▶ **TASK GOAL**: Please tally the lines below that contain the string "traduction" and reply with that figure only.

▶ **MATERIAL SHOWN**:
□ □ □ □ □ □ □
PR #4269, opened 2022-09-30
XP at max level french traduction

Tib0b:
## Proposed changes

- French traduction for new option (837d162548800c0625b87e078f497eaee6fe43a3)


BreakBB:
Thanks @Tib0b for these translations 👍🏻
□ □ □ □ □ □ □
▶ **RESULT OF THIS TASK**: 2